(Records for this task)

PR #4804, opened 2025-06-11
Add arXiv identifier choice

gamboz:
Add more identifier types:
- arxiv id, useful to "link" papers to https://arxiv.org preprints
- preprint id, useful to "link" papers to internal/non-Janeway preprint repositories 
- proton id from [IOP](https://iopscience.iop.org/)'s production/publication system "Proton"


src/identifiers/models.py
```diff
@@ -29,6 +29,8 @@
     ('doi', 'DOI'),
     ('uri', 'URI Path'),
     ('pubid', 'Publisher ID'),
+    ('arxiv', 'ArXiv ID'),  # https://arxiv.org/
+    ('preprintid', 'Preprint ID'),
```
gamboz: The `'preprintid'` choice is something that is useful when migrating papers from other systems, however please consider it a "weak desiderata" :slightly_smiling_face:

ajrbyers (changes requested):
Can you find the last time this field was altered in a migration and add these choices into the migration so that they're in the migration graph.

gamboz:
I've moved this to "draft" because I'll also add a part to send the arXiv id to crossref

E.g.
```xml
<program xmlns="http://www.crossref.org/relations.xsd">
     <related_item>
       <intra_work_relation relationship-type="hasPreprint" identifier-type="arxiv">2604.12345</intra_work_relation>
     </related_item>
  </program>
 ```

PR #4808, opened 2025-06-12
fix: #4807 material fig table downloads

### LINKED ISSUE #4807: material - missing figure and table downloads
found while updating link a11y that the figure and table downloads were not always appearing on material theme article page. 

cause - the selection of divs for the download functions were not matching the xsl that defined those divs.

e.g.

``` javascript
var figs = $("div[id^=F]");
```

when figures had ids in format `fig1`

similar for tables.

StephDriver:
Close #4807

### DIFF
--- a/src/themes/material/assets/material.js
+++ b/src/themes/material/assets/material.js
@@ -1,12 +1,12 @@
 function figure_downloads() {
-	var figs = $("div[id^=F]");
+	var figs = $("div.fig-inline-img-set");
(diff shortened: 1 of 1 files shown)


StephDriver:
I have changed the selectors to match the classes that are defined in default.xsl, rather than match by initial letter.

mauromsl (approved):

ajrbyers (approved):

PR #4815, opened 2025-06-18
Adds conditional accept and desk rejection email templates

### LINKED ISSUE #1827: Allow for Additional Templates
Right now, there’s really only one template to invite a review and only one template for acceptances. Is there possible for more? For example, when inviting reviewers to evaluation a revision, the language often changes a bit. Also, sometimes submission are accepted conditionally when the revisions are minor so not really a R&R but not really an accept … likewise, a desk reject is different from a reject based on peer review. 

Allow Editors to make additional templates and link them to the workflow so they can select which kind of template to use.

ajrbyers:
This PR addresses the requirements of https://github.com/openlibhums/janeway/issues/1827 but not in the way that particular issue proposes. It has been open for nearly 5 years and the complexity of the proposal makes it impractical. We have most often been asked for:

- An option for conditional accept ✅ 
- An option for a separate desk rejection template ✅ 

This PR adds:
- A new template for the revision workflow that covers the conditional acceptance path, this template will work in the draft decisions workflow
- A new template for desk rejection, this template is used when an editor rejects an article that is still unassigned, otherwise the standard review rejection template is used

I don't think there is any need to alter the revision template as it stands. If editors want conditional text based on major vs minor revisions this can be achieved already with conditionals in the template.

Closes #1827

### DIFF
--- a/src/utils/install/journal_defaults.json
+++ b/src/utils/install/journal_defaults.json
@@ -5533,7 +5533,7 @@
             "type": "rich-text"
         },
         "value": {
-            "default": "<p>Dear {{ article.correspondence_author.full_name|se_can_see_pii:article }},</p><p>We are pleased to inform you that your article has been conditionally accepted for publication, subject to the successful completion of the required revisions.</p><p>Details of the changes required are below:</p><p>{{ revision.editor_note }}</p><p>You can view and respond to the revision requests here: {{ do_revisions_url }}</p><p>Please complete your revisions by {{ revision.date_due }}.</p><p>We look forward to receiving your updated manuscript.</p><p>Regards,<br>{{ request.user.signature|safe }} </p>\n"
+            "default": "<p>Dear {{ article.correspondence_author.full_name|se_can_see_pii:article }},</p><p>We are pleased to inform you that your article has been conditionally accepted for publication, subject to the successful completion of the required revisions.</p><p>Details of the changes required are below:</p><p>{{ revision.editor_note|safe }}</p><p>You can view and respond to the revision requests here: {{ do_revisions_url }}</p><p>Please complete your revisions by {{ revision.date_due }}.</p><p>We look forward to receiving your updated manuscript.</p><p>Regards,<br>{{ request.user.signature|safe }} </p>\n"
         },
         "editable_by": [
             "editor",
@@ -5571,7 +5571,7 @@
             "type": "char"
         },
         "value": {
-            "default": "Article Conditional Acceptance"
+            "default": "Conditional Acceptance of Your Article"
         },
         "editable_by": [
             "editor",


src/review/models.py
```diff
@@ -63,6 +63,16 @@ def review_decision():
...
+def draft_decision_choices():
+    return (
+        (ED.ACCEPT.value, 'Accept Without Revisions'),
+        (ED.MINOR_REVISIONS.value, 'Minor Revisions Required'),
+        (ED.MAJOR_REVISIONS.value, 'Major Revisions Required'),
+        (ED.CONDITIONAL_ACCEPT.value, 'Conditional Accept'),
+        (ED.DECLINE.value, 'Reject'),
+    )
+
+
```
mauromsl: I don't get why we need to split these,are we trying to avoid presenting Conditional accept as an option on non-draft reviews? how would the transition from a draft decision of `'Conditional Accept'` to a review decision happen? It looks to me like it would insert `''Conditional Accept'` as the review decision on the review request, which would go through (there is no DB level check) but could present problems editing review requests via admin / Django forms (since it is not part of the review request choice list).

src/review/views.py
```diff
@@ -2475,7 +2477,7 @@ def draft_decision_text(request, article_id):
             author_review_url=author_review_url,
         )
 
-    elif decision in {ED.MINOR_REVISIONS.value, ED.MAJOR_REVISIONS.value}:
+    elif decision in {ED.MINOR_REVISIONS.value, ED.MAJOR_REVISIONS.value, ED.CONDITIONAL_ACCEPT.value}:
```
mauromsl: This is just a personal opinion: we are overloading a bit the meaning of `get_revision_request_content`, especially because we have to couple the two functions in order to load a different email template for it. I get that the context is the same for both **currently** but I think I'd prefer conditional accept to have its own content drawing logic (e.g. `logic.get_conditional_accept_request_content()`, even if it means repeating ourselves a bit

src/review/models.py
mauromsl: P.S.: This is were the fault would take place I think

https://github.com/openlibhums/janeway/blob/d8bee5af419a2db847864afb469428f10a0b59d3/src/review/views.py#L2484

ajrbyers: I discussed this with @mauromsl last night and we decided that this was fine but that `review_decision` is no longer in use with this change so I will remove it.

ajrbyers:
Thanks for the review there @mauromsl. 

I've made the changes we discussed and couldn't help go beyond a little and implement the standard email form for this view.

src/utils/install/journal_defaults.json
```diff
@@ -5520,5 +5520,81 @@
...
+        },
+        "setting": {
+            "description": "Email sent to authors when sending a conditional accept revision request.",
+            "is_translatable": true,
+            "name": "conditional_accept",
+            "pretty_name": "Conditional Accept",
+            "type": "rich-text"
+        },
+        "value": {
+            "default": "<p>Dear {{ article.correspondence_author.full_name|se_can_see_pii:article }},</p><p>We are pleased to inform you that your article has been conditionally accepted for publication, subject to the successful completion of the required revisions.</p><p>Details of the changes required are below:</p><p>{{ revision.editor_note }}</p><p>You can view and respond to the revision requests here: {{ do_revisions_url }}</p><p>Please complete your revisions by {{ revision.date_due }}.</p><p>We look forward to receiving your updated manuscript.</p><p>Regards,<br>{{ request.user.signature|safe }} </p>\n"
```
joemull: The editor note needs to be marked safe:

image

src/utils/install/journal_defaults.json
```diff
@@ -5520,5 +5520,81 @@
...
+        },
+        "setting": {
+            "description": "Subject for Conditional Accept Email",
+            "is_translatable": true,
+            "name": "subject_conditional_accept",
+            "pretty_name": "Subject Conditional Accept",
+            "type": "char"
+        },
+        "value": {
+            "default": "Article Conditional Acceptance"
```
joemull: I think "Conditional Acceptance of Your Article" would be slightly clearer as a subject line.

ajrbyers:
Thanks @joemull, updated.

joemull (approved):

(End Records for this task)
(Records for this task)

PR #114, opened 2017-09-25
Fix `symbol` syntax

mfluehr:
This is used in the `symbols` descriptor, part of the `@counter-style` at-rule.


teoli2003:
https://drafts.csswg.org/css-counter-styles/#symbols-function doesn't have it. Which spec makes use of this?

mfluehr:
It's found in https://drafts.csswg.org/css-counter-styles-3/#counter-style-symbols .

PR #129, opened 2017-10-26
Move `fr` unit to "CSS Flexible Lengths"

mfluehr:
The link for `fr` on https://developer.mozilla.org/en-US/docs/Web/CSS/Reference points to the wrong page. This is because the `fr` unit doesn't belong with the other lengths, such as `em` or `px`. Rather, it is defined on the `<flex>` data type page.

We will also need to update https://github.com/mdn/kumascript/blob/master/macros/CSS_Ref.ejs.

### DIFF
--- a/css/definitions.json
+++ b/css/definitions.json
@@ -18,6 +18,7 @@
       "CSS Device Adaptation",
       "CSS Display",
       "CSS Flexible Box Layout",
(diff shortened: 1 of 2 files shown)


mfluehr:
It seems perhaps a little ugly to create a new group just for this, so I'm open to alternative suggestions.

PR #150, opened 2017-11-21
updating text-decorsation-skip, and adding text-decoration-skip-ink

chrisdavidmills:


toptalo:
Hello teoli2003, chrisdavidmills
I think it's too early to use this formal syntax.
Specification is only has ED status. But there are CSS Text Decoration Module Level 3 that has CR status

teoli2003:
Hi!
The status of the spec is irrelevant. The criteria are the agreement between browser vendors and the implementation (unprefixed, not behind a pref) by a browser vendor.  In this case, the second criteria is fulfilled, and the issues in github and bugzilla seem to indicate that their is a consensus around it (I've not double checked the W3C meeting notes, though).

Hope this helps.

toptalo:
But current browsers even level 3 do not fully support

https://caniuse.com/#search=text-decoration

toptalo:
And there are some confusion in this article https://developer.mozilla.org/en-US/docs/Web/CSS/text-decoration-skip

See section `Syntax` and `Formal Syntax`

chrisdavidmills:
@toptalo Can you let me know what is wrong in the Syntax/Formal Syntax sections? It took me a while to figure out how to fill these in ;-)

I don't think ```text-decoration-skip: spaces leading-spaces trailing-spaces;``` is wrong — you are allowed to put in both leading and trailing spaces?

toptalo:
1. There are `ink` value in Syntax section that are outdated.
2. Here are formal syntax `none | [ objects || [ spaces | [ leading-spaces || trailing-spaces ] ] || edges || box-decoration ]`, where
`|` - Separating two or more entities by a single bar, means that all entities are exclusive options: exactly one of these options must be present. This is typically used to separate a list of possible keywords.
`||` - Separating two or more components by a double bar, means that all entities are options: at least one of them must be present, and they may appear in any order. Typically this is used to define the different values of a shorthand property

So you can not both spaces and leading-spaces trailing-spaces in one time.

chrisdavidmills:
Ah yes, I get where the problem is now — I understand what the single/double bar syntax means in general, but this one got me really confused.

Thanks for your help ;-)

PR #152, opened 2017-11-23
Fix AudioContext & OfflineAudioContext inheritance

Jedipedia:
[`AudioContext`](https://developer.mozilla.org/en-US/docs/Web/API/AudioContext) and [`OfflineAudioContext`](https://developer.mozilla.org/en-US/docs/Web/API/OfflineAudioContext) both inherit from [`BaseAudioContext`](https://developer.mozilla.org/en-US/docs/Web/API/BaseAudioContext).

(End Records for this task)
(Records for this task)

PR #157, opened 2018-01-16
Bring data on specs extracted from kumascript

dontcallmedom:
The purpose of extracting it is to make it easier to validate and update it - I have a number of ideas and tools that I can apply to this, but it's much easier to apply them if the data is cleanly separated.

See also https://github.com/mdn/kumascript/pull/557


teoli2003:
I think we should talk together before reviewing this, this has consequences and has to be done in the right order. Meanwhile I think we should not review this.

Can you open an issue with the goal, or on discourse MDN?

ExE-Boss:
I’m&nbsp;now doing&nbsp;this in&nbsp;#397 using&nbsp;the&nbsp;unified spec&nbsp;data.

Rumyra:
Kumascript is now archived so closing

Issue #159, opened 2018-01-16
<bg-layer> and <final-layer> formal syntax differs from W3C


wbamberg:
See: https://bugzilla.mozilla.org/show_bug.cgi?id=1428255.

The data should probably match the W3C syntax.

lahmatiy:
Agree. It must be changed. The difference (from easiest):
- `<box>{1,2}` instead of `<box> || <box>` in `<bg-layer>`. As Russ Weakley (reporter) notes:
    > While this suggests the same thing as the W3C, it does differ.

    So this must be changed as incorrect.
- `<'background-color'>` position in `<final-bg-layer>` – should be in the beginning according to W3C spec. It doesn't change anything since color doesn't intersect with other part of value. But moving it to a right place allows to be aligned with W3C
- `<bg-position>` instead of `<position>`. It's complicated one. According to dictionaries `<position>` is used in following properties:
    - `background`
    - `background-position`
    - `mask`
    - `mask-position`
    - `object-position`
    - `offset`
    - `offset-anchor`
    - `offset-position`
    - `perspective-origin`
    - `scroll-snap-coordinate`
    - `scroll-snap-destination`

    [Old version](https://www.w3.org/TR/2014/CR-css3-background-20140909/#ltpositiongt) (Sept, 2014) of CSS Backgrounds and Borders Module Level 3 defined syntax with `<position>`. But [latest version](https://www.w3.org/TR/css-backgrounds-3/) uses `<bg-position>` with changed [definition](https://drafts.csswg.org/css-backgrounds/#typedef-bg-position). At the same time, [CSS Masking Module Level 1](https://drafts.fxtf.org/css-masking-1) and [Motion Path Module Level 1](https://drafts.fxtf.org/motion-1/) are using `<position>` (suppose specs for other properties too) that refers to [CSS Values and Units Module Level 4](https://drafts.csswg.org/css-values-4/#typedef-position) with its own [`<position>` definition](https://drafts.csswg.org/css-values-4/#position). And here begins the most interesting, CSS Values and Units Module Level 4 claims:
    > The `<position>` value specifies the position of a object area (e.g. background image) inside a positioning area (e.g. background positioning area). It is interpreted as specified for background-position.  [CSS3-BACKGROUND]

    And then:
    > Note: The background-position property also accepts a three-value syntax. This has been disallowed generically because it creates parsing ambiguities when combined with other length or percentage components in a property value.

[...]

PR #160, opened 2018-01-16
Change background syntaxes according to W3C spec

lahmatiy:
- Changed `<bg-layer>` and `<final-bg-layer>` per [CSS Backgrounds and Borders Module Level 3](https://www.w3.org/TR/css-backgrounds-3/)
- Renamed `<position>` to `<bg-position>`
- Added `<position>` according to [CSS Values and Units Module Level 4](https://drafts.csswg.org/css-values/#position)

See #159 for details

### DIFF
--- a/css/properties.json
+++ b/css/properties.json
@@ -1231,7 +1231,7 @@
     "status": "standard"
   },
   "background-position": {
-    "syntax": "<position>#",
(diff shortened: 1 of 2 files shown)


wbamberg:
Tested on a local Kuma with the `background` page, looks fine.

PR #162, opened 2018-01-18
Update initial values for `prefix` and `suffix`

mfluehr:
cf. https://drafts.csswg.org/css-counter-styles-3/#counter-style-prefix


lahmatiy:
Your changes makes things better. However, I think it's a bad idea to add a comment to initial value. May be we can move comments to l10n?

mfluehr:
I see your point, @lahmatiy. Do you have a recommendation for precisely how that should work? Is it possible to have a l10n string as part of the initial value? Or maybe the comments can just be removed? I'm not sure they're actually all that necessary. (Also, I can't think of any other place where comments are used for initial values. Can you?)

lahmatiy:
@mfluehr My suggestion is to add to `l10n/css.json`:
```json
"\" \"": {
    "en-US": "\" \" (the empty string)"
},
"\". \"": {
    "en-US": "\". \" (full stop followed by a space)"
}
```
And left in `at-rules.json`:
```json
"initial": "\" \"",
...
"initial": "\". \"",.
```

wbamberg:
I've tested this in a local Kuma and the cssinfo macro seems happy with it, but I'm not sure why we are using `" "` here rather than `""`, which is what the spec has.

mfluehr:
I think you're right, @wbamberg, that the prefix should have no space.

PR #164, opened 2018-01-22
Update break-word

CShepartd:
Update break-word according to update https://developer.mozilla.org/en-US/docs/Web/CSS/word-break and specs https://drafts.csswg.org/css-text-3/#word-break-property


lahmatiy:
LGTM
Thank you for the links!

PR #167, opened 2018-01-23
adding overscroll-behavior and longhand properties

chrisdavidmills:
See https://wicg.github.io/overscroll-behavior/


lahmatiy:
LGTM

(End Records for this task)

Look through the entries above and quote exactly the lines from the line with "PR #4804, opened 2025-06-11" to the line with "- preprint id, useful", counting both of those lines.

> [Task solution]
PR #4804, opened 2025-06-11
Add arXiv identifier choice

gamboz:
Add more identifier types:
- arxiv id, useful to "link" papers to https://arxiv.org preprints
- preprint id, useful to "link" papers to internal/non-Janeway preprint repositories 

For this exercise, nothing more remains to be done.